Available data -

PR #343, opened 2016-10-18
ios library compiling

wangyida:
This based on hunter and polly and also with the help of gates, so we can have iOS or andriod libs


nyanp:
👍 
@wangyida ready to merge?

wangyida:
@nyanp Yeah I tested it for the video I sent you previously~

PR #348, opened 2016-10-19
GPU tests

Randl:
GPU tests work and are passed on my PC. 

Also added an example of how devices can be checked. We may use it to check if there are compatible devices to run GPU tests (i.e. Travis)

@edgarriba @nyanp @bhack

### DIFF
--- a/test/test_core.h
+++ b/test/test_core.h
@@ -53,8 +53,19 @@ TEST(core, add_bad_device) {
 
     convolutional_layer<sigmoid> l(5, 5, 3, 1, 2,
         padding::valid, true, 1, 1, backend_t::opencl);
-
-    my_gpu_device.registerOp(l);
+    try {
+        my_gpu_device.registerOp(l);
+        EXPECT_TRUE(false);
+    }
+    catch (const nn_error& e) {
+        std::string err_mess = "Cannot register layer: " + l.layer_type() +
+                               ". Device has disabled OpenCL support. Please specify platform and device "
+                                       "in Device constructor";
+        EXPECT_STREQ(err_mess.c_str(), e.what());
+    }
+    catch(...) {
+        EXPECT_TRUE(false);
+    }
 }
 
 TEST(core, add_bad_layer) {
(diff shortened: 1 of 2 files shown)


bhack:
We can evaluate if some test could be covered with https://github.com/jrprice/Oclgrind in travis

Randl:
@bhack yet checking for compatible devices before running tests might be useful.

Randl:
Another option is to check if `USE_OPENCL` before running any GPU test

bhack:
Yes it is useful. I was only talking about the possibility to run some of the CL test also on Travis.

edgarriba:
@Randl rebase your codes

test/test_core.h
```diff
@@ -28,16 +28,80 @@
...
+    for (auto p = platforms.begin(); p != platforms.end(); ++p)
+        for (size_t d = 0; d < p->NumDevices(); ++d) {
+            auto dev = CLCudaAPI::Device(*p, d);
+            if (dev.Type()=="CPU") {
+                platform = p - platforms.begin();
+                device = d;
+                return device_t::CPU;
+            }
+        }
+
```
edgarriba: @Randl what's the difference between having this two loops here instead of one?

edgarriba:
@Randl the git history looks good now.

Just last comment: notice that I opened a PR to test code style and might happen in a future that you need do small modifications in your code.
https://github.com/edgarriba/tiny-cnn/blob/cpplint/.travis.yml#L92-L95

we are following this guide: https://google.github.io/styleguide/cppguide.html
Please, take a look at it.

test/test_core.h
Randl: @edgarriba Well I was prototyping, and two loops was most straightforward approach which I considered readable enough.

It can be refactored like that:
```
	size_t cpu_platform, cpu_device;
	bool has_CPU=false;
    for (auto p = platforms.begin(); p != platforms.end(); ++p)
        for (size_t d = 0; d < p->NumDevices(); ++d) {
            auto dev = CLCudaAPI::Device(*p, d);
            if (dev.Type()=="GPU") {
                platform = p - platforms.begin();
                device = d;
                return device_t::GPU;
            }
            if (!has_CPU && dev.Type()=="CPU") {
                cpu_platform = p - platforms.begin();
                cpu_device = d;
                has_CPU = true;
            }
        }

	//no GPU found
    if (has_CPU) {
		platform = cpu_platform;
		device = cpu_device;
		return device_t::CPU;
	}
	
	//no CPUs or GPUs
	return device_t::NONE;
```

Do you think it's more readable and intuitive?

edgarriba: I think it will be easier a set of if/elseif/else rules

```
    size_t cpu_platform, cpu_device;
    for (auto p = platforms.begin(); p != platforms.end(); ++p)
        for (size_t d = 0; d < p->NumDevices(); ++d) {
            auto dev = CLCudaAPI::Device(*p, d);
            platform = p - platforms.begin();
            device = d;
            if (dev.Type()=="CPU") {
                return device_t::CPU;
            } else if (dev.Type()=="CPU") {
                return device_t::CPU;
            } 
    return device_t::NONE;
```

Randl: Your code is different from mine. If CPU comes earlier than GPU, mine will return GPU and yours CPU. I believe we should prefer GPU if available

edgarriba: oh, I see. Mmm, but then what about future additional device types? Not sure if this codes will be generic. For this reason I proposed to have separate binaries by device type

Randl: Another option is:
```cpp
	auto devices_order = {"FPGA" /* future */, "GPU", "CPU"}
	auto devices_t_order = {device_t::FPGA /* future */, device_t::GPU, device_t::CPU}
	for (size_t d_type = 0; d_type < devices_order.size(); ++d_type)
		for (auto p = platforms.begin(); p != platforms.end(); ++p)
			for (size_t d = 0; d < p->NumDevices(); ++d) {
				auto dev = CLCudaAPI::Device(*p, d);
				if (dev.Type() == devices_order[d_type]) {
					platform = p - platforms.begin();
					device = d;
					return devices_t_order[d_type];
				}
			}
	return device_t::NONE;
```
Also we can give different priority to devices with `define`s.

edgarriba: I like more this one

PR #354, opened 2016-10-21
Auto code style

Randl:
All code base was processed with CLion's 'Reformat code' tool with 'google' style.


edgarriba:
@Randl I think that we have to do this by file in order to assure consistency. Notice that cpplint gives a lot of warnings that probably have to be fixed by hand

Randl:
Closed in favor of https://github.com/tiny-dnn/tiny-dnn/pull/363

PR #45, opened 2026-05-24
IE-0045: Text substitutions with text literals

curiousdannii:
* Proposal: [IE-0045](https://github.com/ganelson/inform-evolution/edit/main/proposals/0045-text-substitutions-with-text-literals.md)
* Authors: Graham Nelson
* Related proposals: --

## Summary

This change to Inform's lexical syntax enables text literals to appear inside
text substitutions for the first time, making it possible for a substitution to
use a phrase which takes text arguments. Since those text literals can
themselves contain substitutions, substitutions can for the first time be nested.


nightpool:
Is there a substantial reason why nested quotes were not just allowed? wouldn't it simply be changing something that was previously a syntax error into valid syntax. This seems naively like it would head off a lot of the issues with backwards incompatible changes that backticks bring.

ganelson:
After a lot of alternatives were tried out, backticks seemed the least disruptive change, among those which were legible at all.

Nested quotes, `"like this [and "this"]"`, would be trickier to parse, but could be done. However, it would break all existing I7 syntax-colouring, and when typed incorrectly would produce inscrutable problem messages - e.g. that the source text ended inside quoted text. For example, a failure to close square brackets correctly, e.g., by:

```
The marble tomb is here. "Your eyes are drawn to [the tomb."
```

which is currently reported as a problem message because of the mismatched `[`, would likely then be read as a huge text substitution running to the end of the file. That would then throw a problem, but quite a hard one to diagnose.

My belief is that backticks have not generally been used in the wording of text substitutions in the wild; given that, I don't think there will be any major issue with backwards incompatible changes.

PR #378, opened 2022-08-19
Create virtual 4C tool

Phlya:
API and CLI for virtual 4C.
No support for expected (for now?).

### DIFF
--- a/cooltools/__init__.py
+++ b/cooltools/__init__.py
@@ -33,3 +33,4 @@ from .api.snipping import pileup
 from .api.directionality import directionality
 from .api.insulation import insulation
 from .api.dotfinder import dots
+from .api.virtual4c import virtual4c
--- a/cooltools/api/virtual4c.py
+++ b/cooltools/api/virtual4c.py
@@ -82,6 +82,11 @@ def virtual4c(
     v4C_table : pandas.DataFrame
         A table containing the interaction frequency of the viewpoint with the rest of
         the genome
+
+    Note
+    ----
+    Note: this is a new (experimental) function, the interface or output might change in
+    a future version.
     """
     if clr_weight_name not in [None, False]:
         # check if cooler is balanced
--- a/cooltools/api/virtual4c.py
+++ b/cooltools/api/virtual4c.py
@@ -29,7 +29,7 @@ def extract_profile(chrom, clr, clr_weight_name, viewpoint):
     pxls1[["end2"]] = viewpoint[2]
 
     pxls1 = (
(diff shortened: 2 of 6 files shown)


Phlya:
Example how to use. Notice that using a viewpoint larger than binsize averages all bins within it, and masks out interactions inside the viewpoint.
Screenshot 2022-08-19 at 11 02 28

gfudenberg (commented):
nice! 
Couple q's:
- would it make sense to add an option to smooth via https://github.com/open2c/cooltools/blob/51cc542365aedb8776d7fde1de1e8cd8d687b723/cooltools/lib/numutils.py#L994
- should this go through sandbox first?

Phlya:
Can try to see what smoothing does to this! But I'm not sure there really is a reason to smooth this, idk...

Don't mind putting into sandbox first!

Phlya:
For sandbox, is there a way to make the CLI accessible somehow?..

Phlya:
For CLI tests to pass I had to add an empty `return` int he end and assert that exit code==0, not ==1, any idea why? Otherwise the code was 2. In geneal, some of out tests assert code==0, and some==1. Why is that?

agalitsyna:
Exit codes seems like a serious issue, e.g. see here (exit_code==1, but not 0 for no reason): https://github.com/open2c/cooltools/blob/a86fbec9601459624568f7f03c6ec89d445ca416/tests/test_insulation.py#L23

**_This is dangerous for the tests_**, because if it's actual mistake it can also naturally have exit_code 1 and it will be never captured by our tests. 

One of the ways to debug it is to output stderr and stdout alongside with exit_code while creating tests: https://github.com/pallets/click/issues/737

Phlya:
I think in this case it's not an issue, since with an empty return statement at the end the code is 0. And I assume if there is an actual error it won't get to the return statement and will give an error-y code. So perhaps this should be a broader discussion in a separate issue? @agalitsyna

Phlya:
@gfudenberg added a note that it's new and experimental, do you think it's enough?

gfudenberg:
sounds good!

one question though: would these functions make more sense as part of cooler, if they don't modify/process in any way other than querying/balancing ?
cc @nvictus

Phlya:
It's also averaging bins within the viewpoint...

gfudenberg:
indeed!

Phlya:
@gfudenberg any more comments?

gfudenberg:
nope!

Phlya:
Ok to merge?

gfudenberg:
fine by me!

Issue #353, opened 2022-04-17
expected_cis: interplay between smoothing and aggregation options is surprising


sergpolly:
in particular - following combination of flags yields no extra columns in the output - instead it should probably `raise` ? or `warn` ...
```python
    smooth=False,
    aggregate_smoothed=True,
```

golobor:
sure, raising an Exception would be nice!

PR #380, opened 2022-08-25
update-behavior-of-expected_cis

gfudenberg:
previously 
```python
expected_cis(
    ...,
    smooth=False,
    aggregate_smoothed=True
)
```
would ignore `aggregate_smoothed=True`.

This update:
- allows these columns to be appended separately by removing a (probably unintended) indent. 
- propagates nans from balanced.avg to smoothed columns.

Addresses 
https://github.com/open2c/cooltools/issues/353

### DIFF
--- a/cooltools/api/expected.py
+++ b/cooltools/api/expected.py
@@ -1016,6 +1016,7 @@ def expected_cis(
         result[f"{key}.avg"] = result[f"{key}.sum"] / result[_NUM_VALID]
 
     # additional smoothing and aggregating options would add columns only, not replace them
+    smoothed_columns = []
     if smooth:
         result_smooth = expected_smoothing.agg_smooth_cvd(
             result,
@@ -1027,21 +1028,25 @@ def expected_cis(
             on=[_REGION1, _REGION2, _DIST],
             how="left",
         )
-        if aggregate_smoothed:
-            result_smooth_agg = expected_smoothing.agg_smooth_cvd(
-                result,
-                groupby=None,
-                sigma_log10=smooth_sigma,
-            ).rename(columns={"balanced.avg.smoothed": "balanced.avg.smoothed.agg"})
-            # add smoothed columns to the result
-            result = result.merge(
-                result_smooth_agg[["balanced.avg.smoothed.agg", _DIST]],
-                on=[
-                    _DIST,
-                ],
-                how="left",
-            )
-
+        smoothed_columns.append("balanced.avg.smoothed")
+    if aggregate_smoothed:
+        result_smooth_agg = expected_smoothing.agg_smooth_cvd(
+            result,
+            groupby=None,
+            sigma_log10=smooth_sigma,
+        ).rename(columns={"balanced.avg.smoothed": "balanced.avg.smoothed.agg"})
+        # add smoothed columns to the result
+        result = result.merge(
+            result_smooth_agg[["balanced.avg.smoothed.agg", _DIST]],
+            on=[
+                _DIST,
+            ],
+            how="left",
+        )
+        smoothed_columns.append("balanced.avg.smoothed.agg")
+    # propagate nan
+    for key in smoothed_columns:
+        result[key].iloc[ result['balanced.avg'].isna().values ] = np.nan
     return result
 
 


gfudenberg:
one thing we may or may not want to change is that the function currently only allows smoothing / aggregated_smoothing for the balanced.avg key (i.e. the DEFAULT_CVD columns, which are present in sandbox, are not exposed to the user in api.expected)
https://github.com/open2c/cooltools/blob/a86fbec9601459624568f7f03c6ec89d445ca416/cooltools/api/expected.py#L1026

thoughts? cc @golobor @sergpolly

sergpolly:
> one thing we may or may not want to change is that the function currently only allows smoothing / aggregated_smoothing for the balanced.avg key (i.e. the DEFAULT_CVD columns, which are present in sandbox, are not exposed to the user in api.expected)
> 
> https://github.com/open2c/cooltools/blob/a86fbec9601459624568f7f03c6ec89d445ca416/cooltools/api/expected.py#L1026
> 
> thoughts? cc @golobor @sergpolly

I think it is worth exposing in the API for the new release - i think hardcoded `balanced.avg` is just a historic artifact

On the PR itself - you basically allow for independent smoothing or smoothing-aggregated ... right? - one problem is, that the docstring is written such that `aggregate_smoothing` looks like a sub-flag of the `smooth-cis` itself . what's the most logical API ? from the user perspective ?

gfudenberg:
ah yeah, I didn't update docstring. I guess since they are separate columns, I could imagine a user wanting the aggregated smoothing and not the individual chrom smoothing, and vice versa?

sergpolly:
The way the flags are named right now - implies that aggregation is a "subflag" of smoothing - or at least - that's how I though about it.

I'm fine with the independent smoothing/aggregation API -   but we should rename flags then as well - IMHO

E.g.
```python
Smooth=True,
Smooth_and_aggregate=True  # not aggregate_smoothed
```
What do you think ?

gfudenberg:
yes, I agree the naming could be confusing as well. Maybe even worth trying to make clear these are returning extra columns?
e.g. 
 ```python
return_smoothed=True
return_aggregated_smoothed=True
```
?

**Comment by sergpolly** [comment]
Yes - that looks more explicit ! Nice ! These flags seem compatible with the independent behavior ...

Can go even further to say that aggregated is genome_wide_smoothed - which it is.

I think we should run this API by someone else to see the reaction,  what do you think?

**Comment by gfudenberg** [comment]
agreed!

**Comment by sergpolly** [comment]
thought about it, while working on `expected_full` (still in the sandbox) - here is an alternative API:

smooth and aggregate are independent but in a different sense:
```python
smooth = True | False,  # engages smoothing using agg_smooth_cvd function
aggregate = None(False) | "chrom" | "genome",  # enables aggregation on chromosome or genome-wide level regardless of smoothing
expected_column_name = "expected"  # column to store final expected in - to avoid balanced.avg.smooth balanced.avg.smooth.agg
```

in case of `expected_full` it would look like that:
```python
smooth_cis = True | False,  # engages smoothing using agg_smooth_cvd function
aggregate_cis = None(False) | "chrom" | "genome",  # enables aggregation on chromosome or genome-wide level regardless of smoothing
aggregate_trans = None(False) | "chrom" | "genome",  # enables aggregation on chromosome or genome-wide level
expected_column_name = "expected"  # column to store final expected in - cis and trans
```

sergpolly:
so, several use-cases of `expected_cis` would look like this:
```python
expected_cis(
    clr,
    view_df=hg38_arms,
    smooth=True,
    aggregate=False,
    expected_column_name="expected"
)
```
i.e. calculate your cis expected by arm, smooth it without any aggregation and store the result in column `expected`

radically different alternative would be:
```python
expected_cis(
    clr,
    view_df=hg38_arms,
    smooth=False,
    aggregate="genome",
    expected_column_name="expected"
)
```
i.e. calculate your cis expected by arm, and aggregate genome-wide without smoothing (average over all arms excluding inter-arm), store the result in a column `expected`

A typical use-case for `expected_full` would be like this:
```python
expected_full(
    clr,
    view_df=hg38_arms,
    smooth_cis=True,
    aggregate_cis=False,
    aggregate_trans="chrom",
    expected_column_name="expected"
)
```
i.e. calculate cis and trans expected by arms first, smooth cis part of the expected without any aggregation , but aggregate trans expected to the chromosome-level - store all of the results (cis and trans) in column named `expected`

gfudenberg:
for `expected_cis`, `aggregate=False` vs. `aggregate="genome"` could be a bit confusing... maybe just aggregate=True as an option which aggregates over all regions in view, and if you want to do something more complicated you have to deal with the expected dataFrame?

Task prompt - Reproduce exactly the lines that run from the start of the records to the line with "catch (const nn_error&", both included.

Answer -
PR #343, opened 2016-10-18
ios library compiling

wangyida:
This based on hunter and polly and also with the help of gates, so we can have iOS or andriod libs


nyanp:
👍 
@wangyida ready to merge?

wangyida:
@nyanp Yeah I tested it for the video I sent you previously~

PR #348, opened 2016-10-19
GPU tests

Randl:
GPU tests work and are passed on my PC. 

Also added an example of how devices can be checked. We may use it to check if there are compatible devices to run GPU tests (i.e. Travis)

@edgarriba @nyanp @bhack

### DIFF
--- a/test/test_core.h
+++ b/test/test_core.h
@@ -53,8 +53,19 @@ TEST(core, add_bad_device) {
 
     convolutional_layer<sigmoid> l(5, 5, 3, 1, 2,
         padding::valid, true, 1, 1, backend_t::opencl);
-
-    my_gpu_device.registerOp(l);
+    try {
+        my_gpu_device.registerOp(l);
+        EXPECT_TRUE(false);
+    }
+    catch (const nn_error& e) {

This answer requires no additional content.